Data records

PR #1017, opened 2026-09-02
Add searchStream bidirectional streaming RPC for Query-Then-Fetch

dhruva-r:
## Description

Adds a `searchStream` bidirectional streaming RPC that splits a search into two round-trips, so a coordinator can decide **globally** which documents each shard should fetch and log.

1. Client sends a `SearchRequest`. The shard runs search + rescore, returns scored hit ids — **no field fetch** — and pauses with the searcher held open.
2. Client merges every shard's ranking, then sends back a `ReducedHitList` naming exactly which doc ids this shard should return and which it should log.
3. The shard fetches only those documents, logs only the requested ones, responds, and closes.

Recall-phase responses carry facets, collector results and search state; the fetch response doesn't repeat them. Client deadlines are enforced via `DeadlineUtils` at the same points the unary path checks them, and the recall response uses the same hit window unary would (`max(topHits, hitsToLog + startHit)`) rather than the widest rescorer window.

**The unary `search` path is unchanged.** The `SearchHandler` diff is visibility-only — 6 declarations `private` -> package-private, zero body changes — and the `HitsLoggerFetchTask` change is purely additive.

## Testing


clientlib/src/main/proto/yelp/nrtsearch/search.proto
```diff
@@ -1728,3 +1728,62 @@ message KnnQuery {
...
+        // Initial request: execute search and rescore, pause before fetch.
+        // The server holds the searcher open and returns scored hit IDs.
+        SearchRequest searchRequest = 1;
+        // Continue with a reduced hit list after coordinator merge/dedup.
+        // The server fetches and logs only the specified documents.
+        ReducedHitList reducedHitList = 2;
+    }
+}
+
+// Coordinator-provided lists of document IDs for selective fetch and logging. Sent after the
```
waziqi89: Coordinator is not known to the public

clientlib/src/main/proto/yelp/nrtsearch/search.proto
```diff
@@ -1728,3 +1728,62 @@ message KnnQuery {
...
+// coordinator has merged the RESCORE phase responses of all shards into a single global ranking.
+//
+// All ids must be lucene doc ids that this shard returned in its own RESCORE phase response;
+// ids the shard did not return are rejected with INVALID_ARGUMENT rather than silently ignored,
+// so that a coordinator bug surfaces as an error instead of as missing log records.
+//
+// luceneDocIdsToLog is expected to be a superset of luceneDocIdsToReturn: the coordinator decides
```
waziqi89: for general purpose, two lists do no have to have any overlap or superset relation. The only thing we may want to assert is that both lists are subset of the previously returned list from server.

clientlib/src/main/proto/yelp/nrtsearch/search.proto
```diff
@@ -1728,3 +1728,62 @@ message KnnQuery {
...
+// globally which documents to log, and returns a (usually smaller) page of them to the caller.
+// Ids in luceneDocIdsToReturn that are absent from luceneDocIdsToLog are still fetched and
+// returned, they are simply not logged.
+message ReducedHitList {
+    // Lucene doc IDs whose fields should be fetched and returned over the wire, in the order
```
waziqi89, line 1757: Just wondering: why order matters? Supporting this order may add your code complexity.

clientlib/src/main/proto/yelp/nrtsearch/search.proto
```diff
@@ -1728,3 +1728,62 @@ message KnnQuery {
...
+// Server-to-client message for the searchStream RPC.
+message StreamSearchResponse {
+    // The phase that was last completed when the server produced this response.
+    enum Phase {
+        PHASE_UNSPECIFIED = 0;
+        // First-pass retrieval completed (reserved for future decomposition).
+        SEARCH = 1;
+        // Rescoring completed; hit IDs and scores are available.
+        RESCORE = 2;
+        // Fetch completed; full document fields are available.
```
waziqi89, line 1776: Maybe it shall be called "FETCH_AND_LOG". Not 100% sure as log is a special task of fetch, but in searchRequest, they were shown separately.

clientlib/src/main/proto/yelp/nrtsearch/search.proto
dhruva-r: I'll remove references to internal yelp technologies from comments and other places

src/main/java/com/yelp/nrtsearch/server/handler/SearchStreamHandler.java
```diff
@@ -0,0 +1,732 @@
...
+import org.apache.lucene.search.TopDocs;
+import org.slf4j.Logger;
+import org.slf4j.LoggerFactory;
+
+/**
+ * Handler for the bidirectional streaming searchStream RPC, which implements the shard side of a
+ * query-then-fetch (QTF) search.
+ *
+ * <p>The client sends a {@link SearchRequest}; the server executes recall and rescoring, then
+ * responds with hit ids and ranking info but no hit fields. The client merges those responses
```
waziqi89, line 72: I think you need hit field, at least the primary ID to do dedup

waziqi89: This might be a bit weird as the retrieveField is the searchRequest is the final retrieveField, and we don't a have intermediate retrievedField to fill in proto

src/main/java/com/yelp/nrtsearch/server/handler/SearchStreamHandler.java
```diff
@@ -0,0 +1,732 @@
...
+    this.globalState = globalState;
+    this.searchHandler = searchHandler;
+    this.maxConcurrentStreams = maxConcurrentStreams;
+    this.idleTimeoutMs = idleTimeoutMs;
+    this.concurrencyLimiter = new Semaphore(maxConcurrentStreams);
+    AtomicInteger threadId = new AtomicInteger();
+    // Idle timeouts only need to release a searcher and write a status, so a small pool is
+    // enough. A slow release can still delay other sessions' timeouts, which delays cleanup but
+    // does not affect any in flight request.
+    this.timeoutScheduler =
```
waziqi89, line 115: I think your implementation on timer is a bit hard to understand. CC suggests to use `AtomicReference<ScheduledFuture<?>> idleTimer = new AtomicReference<>();`
as these: https://fluffy.yelpcorp.com/i/CQjTTf8gscnrm0Z3V39Vd2q4vB5DCDMr.html , https://fluffy.yelpcorp.com/i/fjwzW0XSH75lKMFkwPqS5wWdKVHZb6sl.html

src/main/java/com/yelp/nrtsearch/server/handler/SearchStreamHandler.java
```diff
@@ -0,0 +1,732 @@
...
+    return maxConcurrentStreams - concurrencyLimiter.availablePermits();
+  }
+
+  /** Stop the idle timeout scheduler. Any open sessions are left to be closed by grpc. */
+  public void shutdown() {
+    timeoutScheduler.shutdownNow();
+  }
+
+  /** The per-stream session, holding the searcher and search state across round-trips. */
+  private class SearchStreamSession implements StreamObserver<StreamSearchRequest> {
```
waziqi89, line 164: Do you consider using io.grpc.Context to carry the session context like SearchContext? Then you don't have to create this context-awaring streamObserver.

Lots of things are actually accessible from SearchContext, so you don't have to put them in Context one by one

src/main/java/com/yelp/nrtsearch/server/handler/SearchStreamHandler.java
```diff
@@ -0,0 +1,732 @@
...
+      // the merge, so the merged page would not be the true global page.
+      if (searchRequest.getStartHit() != 0) {
+        throw Status.INVALID_ARGUMENT
+            .withDescription(
+                "startHit must be 0 for searchStream; apply the offset to the merged ranking "
+                    + "instead, since a per shard offset does not compose across shards")
+            .asRuntimeException();
+      }
+
+      // A second search request on the same stream replaces the first, e.g. to re-query with
```
waziqi89, line 253: optional: This is can be an error for now if later this makes your implementation harder

src/main/java/com/yelp/nrtsearch/server/handler/SearchHandler.java
```diff
@@ -394,7 +393,7 @@ public SearchResponse handle(IndexState indexState, SearchRequest searchRequest)
    * @throws ExecutionException on error when performing parallel fetch
    * @throws InterruptedException if parallel fetch is interrupted
    */
-  private void fetchFields(SearchContext searchContext)
+  void fetchFields(SearchContext searchContext)
```
waziqi89, line 396: I am not sure it's good time out move those critical util method out to a util class, or just create a copy of them so that newer classes can directly use those utils instead of carrying a copy of searchHandler

src/main/java/com/yelp/nrtsearch/server/handler/SearchStreamHandler.java
```diff
@@ -0,0 +1,732 @@
...
+
+      DeadlineUtils.checkDeadline("SearchStreamHandler: reduced hit list", diagnostics, "SEARCH");
+      long fetchStartTime = System.nanoTime();
+
+      Map<Integer, ScoreDoc> firstPassHits = new LinkedHashMap<>();
+      for (ScoreDoc scoreDoc : currentHits.scoreDocs) {
+        firstPassHits.put(scoreDoc.doc, scoreDoc);
+      }
+
+      List<Integer> logIds = reducedHitList.getLuceneDocIdsToLogList();
```
waziqi89, line 452: I think if you to check null and empty.
null means keep the current hit as it is.
empty means empty.

src/main/java/com/yelp/nrtsearch/server/logging/HitsLoggerFetchTask.java
```diff
@@ -63,6 +63,33 @@ public void processAllHits(SearchContext searchContext, List<SearchResponse.Hit.
...
+   * <p>The {@code hitsToLog > 0} disable switch honored by {@link #processAllHits(SearchContext,
+   * List)} still applies: only the per-shard truncation is bypassed, not logging itself. {@link
+   * #hitsToLog} is read directly rather than through {@link SearchContext#getHitsToLog()} so the
+   * result does not depend on whether this task is currently attached to the context's {@link
+   * com.yelp.nrtsearch.server.search.FetchTasks}.
+   *
+   * @param searchContext search context
+   * @param hits hits to log
+   */
+  public void logHits(SearchContext searchContext, List<SearchResponse.Hit.Builder> hits) {
```
waziqi89, line 84: I think the better idea is to hijack the searchContext during the build phase for QTF to make it INTEGER.MAX_VALUE instead of creating a new method in this base class

src/test/java/com/yelp/nrtsearch/server/handler/SearchStreamHandlerTest.java
```diff
@@ -0,0 +1,791 @@
+/*
```
waziqi89, line 1: I will review the tests once we have finalize the impl decision

src/main/java/com/yelp/nrtsearch/server/handler/SearchStreamHandler.java
waziqi89: As mentioned in sync , you can just wrap the searchRequest with another message containing RetrievedFields in streamPhase

clientlib/src/main/proto/yelp/nrtsearch/search.proto
waziqi89: Logically speaking, is the relative precedence between hits in shard-local order not the same as global order?

Should we return two SETs then?

src/main/java/com/yelp/nrtsearch/server/search/FetchTasks.java
```diff
@@ -153,7 +168,7 @@ public void processAllHits(SearchContext searchContext, List<SearchResponse.Hit.
     // hitsLogger should be the last fetch task to run because it might need shared data from other
     // plugins, including
     // other fetch task plugins
-    if (hitsLoggerFetchTask != null) {
+    if (hitsLoggerFetchTask != null && !hitsLoggerSuppressed) {
```
waziqi89, line 171: nit: maybe add another processAllHits(searchContext, hits, bool: skipLogging) makes it clearer

clientlib/src/main/proto/yelp/nrtsearch/search.proto
```diff
@@ -1728,3 +1728,89 @@ message KnnQuery {
     // Strategy to use when applying filter
     FilterStrategy filter_strategy = 9;
 }
+
+// Client-to-server message for the searchStream bidirectional streaming RPC.
+message StreamSearchRequest {
+    oneof streamPhase {
+        // Initial request: execute search and rescore, pause before fetch.
+        // The server holds the searcher open and returns scored hit IDs.
+        RecallRequest recallRequest = 1;
```
waziqi89: I think it might be called ranking instead of recall

clientlib/src/main/proto/yelp/nrtsearch/search.proto
```diff
@@ -1728,3 +1728,89 @@ message KnnQuery {
...
+message RecallRequest {
+    // The search to execute. Its retrieveFields describe the hits of the final
+    // (FETCH_AND_LOG phase) response, and are not filled on the RESCORE phase response.
+    SearchRequest searchRequest = 1;
+    // Fields to fill on the hits of the RESCORE phase response, in addition to the ranking info
+    // that is always present. Typically the primary key, which the client needs in order to
+    // deduplicate documents that more than one shard returned before deciding what each shard
+    // should fetch and log. Keep this list small: these fields are fetched for every recalled hit,
+    // while SearchRequest.retrieveFields are only fetched for the documents that survive the merge.
+    repeated string retrieveFields = 2;
```
waziqi89: As referred in the later docstring, we can name it as `intermediateRetrieveFields`

src/main/java/com/yelp/nrtsearch/server/handler/SearchStreamHandler.java
```diff
@@ -0,0 +1,858 @@
...
+      responseObserver.onError(
+          Status.UNAVAILABLE.withDescription("Server is shutting down").asRuntimeException());
+      return new NoOpStreamObserver<>();
+    }
+    return session;
+  }
+
+  /** Number of streams currently holding a permit. */
+  @VisibleForTesting
+  int getActiveStreams() {
```
waziqi89: This is not used yet? Is it created for metrics?

src/main/java/com/yelp/nrtsearch/server/handler/SearchStreamHandler.java
```diff
@@ -0,0 +1,858 @@
...
+ * responds with hit ids, ranking info and any intermediate fields the client asked for, but no
+ * {@link SearchRequest#getRetrieveFieldsList() retrieveFields}. The client merges those responses
+ * across all shards into a single global ranking and sends back a {@link ReducedHitList} naming the
+ * documents this shard should fetch and log. Only then does the server fetch fields and invoke the
+ * {@link HitsLoggerFetchTask}, so a document is logged once globally rather than once per shard.
+ *
+ * <p>The Lucene searcher acquired for the first message is held open until the stream ends, so both
+ * phases see the same index commit and lucene doc ids remain valid as document references.
+ */
+public class SearchStreamHandler {
```
waziqi89: This handler does not actually inherit handler base class. Shall we move it to a new package?

waziqi89: Then maybe we can move something to a base bidistreamhandler class? At least in the future

src/main/java/com/yelp/nrtsearch/server/handler/SearchStreamHandler.java
```diff
@@ -0,0 +1,858 @@
...
+          .run();
+    }
+
+    /**
+     * Fetch fields for, and log, exactly the documents the client selected after its global merge,
+     * then respond with the documents it asked to have returned.
+     */
+    private void handleReducedHitList(ReducedHitList reducedHitList) throws Exception {
+      if (searchContext == null || currentHits == null) {
+        closeWithError(
```
waziqi89: this is an abuse of this method. You throw the grpc.status as runtimeException everywhere else at the handling level, and let the onNext to close the stream.

src/main/java/com/yelp/nrtsearch/server/handler/SearchStreamHandler.java
```diff
@@ -0,0 +1,858 @@
...
+      setResponseCompression(searchRequest.getResponseCompression(), responseObserver);
+
+      IndexState indexState = globalState.getIndex(searchRequest.getIndexName());
+      if (indexState == null) {
+        throw Status.NOT_FOUND
+            .withDescription("Index " + searchRequest.getIndexName() + " not found")
+            .asRuntimeException();
+      }
+      ShardState shardState = indexState.getShard(0);
+      indexState.verifyStarted();
```
waziqi89: this is not an grpc status exception, then will be returned as INTERNAL error

src/main/java/com/yelp/nrtsearch/server/handler/SearchStreamHandler.java
```diff
@@ -0,0 +1,858 @@
...
+        IndexState indexState = searchContext.getIndexState();
+        if (indexState.getWarmer() != null) {
+          indexState.getWarmer().addSearchRequest(searchRequest);
+        }
+      } catch (Exception e) {
+        logger.error("Unable to add warming query", e);
+      }
+    }
+
+    synchronized void startIdleTimeout() {
```
waziqi89: Wonder why can't those two methods merge

src/main/java/com/yelp/nrtsearch/server/handler/SearchStreamHandler.java
```diff
@@ -0,0 +1,858 @@
...
+    }
+
+    /**
+     * Reject any doc id this shard did not return during the recall phase, so that a client bug
+     * surfaces as an error rather than as silently missing hits or log records.
+     */
+    private void verifyKnownDocIds(
+        Set<Integer> knownDocIds, Set<Integer> logIds, Set<Integer> returnIds) {
+      List<Integer> unknown = new ArrayList<>();
+      for (int docId : logIds) {
```
waziqi89: I think Sarthak mentioned that if you want to use Guava to simplify those complement/union/intersect operations, you can add it to the dependency

src/main/java/com/yelp/nrtsearch/server/handler/SearchStreamHandler.java
```diff
@@ -0,0 +1,858 @@
...
+      addToWarmer(searchRequest);
+
+      DeadlineUtils.checkDeadline("SearchStreamHandler: recall response", diagnostics, "SEARCH");
+
+      responseObserver.onNext(
+          StreamSearchResponse.newBuilder()
+              .setPhase(StreamSearchResponse.Phase.RESCORE)
+              .setSearchResponse(responseBuilder)
+              .build());
+      scheduleIdleTimeout();
```
waziqi89: Can we move this "startIdlerTimer" to the onNext? I think all steps except exceptions want to start Timer in the end and you've already cancelled the timer in that method

clientlib/src/main/proto/yelp/nrtsearch/search.proto
waziqi89: Forget how this was named. But I think SQ called ranking + recall, where recall is "fetch"

clientlib/src/main/proto/yelp/nrtsearch/search.proto
dhruva-r: >Logically speaking, is the relative precedence between hits in shard-local order not the same as global order?

We shall return two sets

src/main/java/com/yelp/nrtsearch/server/handler/SearchStreamHandler.java
waziqi89: If the concern is that we want to call onComplete for the one case, I think you can add a if-condition, everything else runs reset timer, reducedList runs onComplete

clientlib/src/main/proto/yelp/nrtsearch/search.proto
dhruva-r: I will change it to ranking instead

src/main/java/com/yelp/nrtsearch/server/handler/SearchStreamHandler.java
dhruva-r: It is used in the SearchStreamHandlerTest

src/main/java/com/yelp/nrtsearch/server/handler/SearchStreamHandler.java
dhruva-r: We can merge those methods

waziqi89 (dismissed):

waziqi89 (approved):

▸ **TASK DESCRIPTION**: Check the data for the word "responds" and pull out the lines that have it.

▸ **ANSWER BOX**:
3. The shard fetches only those documents, logs only the requested ones, responds, and closes.
+ * responds with hit ids and ranking info but no hit fields. The client merges those responses
+ * responds with hit ids, ranking info and any intermediate fields the client asked for, but no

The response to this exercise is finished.